INSTRUCTIONS TO FOLLOW –
Every line from the one with "jonasz-lasut: let me test" through the final line of the entries below should be returned exactly; leave out all other lines.
DATA SHOWN Block Start
PR #556, opened 2026-08-27
Fix ObservedObjectCollection failing to create Objects due to incorrectly serialized deletionPropagationPolicy

### LINKED ISSUE #555: regression: ObservedObjectCollection fails to create Objects due to incorrect deletionPropagationPolicy value in v1.3.0
First reported by Israel Hakimi in community slack channel, I've copy-pasted his report:

### What happened?
Provider version: xpkg.upbound.io/crossplane-contrib/provider-kubernetes:v1.3.0
Affected API: observedobjectcollections.kubernetes.m.crossplane.io/v1alpha1 (namespaced)
Crossplane runtime: crossplane-runtime/v2 v2.3.3

Summary

v1.3.0 added a new deletionPropagationPolicy field to the objects.kubernetes.m.crossplane.io CRD (enum Orphan/Background/Foreground, default Background, no empty string allowed). The ObservedObjectCollection controller (internal/controller/namespaced/observedobjectcollection/reconciler.go, observedObjectPatch func, ~line 206-217) was not updated for this new field: when it builds the child Object it creates per matched resource, it only sets ManagedResourceSpec and ForProvider.Manifest:
```go
observedObject := &objectv1alpha1.Object{
    ObjectMeta: metav1.ObjectMeta{
        Name:      name,
        Namespace: collection.GetNamespace(),
        OwnerReferences: []metav1.OwnerReference{...},
    },
    Spec: objectv1alpha1.ObjectSpec{
        ManagedResourceSpec: xpv2.ManagedResourceSpec{
            ProviderConfigReference: &collection.Spec.ProviderConfigReference,
            ManagementPolicies:      []xpv2.ManagementAction{xpv2.ManagementActionObserve},
        },
        ForProvider: objectv1alpha1.ObjectParameters{
            Manifest: runtime.RawExtension{Raw: []byte(manifest)},
        },
    },
}
```
DeletionPropagationPolicy is left at its Go zero value (""). Because the field is a plain string (not a pointer with omitempty), the resulting unstructured payload sent to the API server includes deletionPropagationPolicy: "" explicitly. CRD default-value injection only applies to absent fields, so the explicit empty string hits the new enum validation and the create is rejected — every reconcile, forever (tight error/retry loop).

### How can we reproduce it?
Install provider-kubernetes:v1.3.0.
Apply an ObservedObjectCollection in any namespace, e.g.:
```yaml
apiVersion: kubernetes.m.crossplane.io/v1alpha1
kind: ObservedObjectCollection
metadata:
  name: endpointslice-observer-example
  namespace: resiliency
spec:
  providerConfigRef:
    name: kubernetes-cluster-dev-00
    kind: ProviderConfig
  observeObjects:
    apiVersion: discovery.k8s.io/v1
    kind: EndpointSlice
    namespace: resiliency
    selector:
      matchLabels:
        kubernetes.io/service-name: istio-test-nginx
```
Any matching EndpointSlice (or other target kind) triggers creation of a child Object.
Expected: child Object is created successfully, observing the matched resource.

Actual: create is rejected every time with:
cannot create observed object: Object.kubernetes.m.crossplane.io "endpointslice-observer-example-e5f111e" is invalid:
[spec.forProvider.deletionPropagationPolicy: Unsupported value: "": supported values: "Orphan", "Background", "Foreground",
<nil>: Invalid value: null: some validation rules were not checked because the object was invalid; correct the existing
errors to complete validation]
ObservedObjectCollection.status.conditions shows Synced: False, reason: ReconcileError permanently, and any composite resource depending on it (e.g. via extraResources) is blocked from reaching Ready.

Suggested fix: in observedObjectPatch, either omit DeletionPropagationPolicy via a pointer type with omitempty, or explicitly set it to "Background" (or "Orphan", appropriate for observe-only resources) when constructing ForProvider.
Workaround: pin to v1.2.1 (last release before deletionPropagationPolicy was added) until fixed.`

jonasz-lasut:

Fixes #555
* adds omitempty to deletionPropagationPolicy so that it does not get serialized to empty string `""`
* adds unit tests to cover regression
* updates the `ObservedObjectCollection` example to be uptestable -configmaps did not have status.conditions, which resulted in e2e tests always failing. Updated `ObservedObjectCollection` to observe Deployments in crossplane-system namespace, which always exists in e2e tests and contains crossplane & crossplane-rbac-manager deployments.
* adds e2e target for `ObservedObjectCollection`

I have:

Added E2E target to test ObservedObjectCollection, added unit tests

### DIFF
--- a/examples/cluster/collection/collection.yaml
+++ b/examples/cluster/collection/collection.yaml
@@ -1,24 +1,28 @@
 ---
 apiVersion: v1
-kind: ConfigMap
+kind: Pod
 metadata:
-  name: configmap-bar
-  namespace: default
   labels:
     foo: bar
-data:
-  sample-key: "sample-value"
+  name: pod-bar
+  namespace: crossplane-system
+spec:
+  containers:
+  - image: registry.k8s.io/pause
+    name: pod-bar
 
 ---
 apiVersion: v1
-kind: ConfigMap
+kind: Pod
 metadata:
-  name: configmap-foo
-  namespace: default
   labels:
     foo: bar
-data:
-  sample-key: "sample-value2"
+  name: pod-foo
+  namespace: crossplane-system
+spec:
+  containers:
+  - image: registry.k8s.io/pause
+    name: pod-foo
 ---
 apiVersion: kubernetes.crossplane.io/v1alpha1
 kind: ObservedObjectCollection
@@ -27,7 +31,7 @@ metadata:
 spec:
   observeObjects:
     apiVersion: v1
-    kind: ConfigMap
+    kind: Pod
     selector:
       matchLabels:
         foo: bar
@@ -39,4 +43,3 @@ spec:
         a1: v1
   providerConfigRef:
     name: kubernetes-provider
-
--- a/examples/namespaced/collection/collection.yaml
+++ b/examples/namespaced/collection/collection.yaml
@@ -1,24 +1,29 @@
 ---
 apiVersion: v1
-kind: ConfigMap
+kind: Pod
 metadata:
-  name: configmap-bar
-  namespace: other-ns
   labels:
     foo: bar
-data:
-  sample-key: "sample-value"
+  name: pod-bar
+  namespace: crossplane-system
+spec:
+  containers:
+  - image: registry.k8s.io/pause
+    name: pod-bar
 
 ---
 apiVersion: v1
-kind: ConfigMap
+kind: Pod
 metadata:
-  name: configmap-foo
-  namespace: default
   labels:
     foo: bar
-data:
-  sample-key: "sample-value2"
+  name: pod-foo
+  namespace: crossplane-system
+spec:
+  containers:
+  - image: registry.k8s.io/pause
+    name: pod-foo
+
 ---
 apiVersion: kubernetes.m.crossplane.io/v1alpha1
 kind: ObservedObjectCollection
@@ -28,7 +33,7 @@ metadata:
 spec:
   observeObjects:
     apiVersion: v1
-    kind: ConfigMap
+    kind: Pod
     selector:
       matchLabels:
         foo: bar
@@ -41,4 +46,3 @@ spec:
   providerConfigRef:
     kind: ClusterProviderConfig
     name: kubernetes-provider
-
--- a/Makefile
+++ b/Makefile
@@ -91,7 +91,7 @@ CROSSPLANE_NAMESPACE = crossplane-system
 -include build/makelib/local.xpkg.mk
 -include build/makelib/controlplane.mk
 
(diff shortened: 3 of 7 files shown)


examples/cluster/collection/collection.yaml
```diff
@@ -1,36 +1,14 @@
----
-apiVersion: v1
-kind: ConfigMap
-metadata:
-  name: configmap-bar
-  namespace: default
-  labels:
-    foo: bar
```
erhancagirici, line 8: First of all, thanks for fixing the example 🙌 

nit: in uptest, it is possible to customize per-manifest the condition to check by setting the annotation `uptest.upbound.io/conditions`
In this particular case of ConfigMap,  I think setting an empty string value would make them uptestable.

examples/cluster/collection/collection.yaml
```diff
@@ -1,36 +1,14 @@
...
 spec:
   observeObjects:
-    apiVersion: v1
-    kind: ConfigMap
+    apiVersion: apps/v1
+    kind: Deployment
     selector:
       matchLabels:
-        foo: bar
+        app.kubernetes.io/name: crossplane
```
erhancagirici: very nit: My very small concern is the stability of `app.kubernetes.io/name: crossplane` annotation, and the behavior of the empty match.

AFAIU, by skimming the controller code, empty match results in a ready `ObservedObjectCollection` MR. (I know the chances are quite low but) So, if somehow this label changes during xp bumps etc, this MR example will silently succeed in uptest. 

If possible, I'd prefer to keep the original ConfigMap-based example (by making it uptestable per my other comment) as well, and add this one as an extra. Original example is relatively more "self-contained" in terms of dependencies.

examples/namespaced/collection/collection.yaml
```diff
@@ -1,37 +1,15 @@
...
 spec:
   observeObjects:
-    apiVersion: v1
-    kind: ConfigMap
+    apiVersion: apps/v1
+    kind: Deployment
     selector:
       matchLabels:
-        foo: bar
+        app.kubernetes.io/name: crossplane
```
erhancagirici: nit: same as cluster-scoped https://github.com/crossplane-contrib/provider-kubernetes/pull/556/changes#r3872877494

erhancagirici (approved):
@jonasz-lasut thanks for the fix! LGTM already, just left a very small nit for e2e tests.

examples/cluster/collection/collection.yaml
jonasz-lasut: let me test that, if conditons: "" solves this issue than I'm more than happy to restore it

examples/cluster/collection/collection.yaml
jonasz-lasut: Let me reply here to make the discussion easy to follow. Unfortunately `uptest.upbound.io/conditions: ""` gets templated to an exact match on condition of type `""` which is never satisfied. However I was not happy with the crossplane deployment solution so I've decided to just create two pods instead of configmaps in the e2e example using the `pause` image as it's extremely light (300kB) and starts in few seconds at most

erhancagirici (approved):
DATA SHOWN Block End
EXERCISE OUTPUT –
jonasz-lasut: let me test that, if conditons: "" solves this issue than I'm more than happy to restore it

examples/cluster/collection/collection.yaml
jonasz-lasut: Let me reply here to make the discussion easy to follow. Unfortunately `uptest.upbound.io/conditions: ""` gets templated to an exact match on condition of type `""` which is never satisfied. However I was not happy with the crossplane deployment solution so I've decided to just create two pods instead of configmaps in the e2e example using the `pause` image as it's extremely light (300kB) and starts in few seconds at most

erhancagirici (approved):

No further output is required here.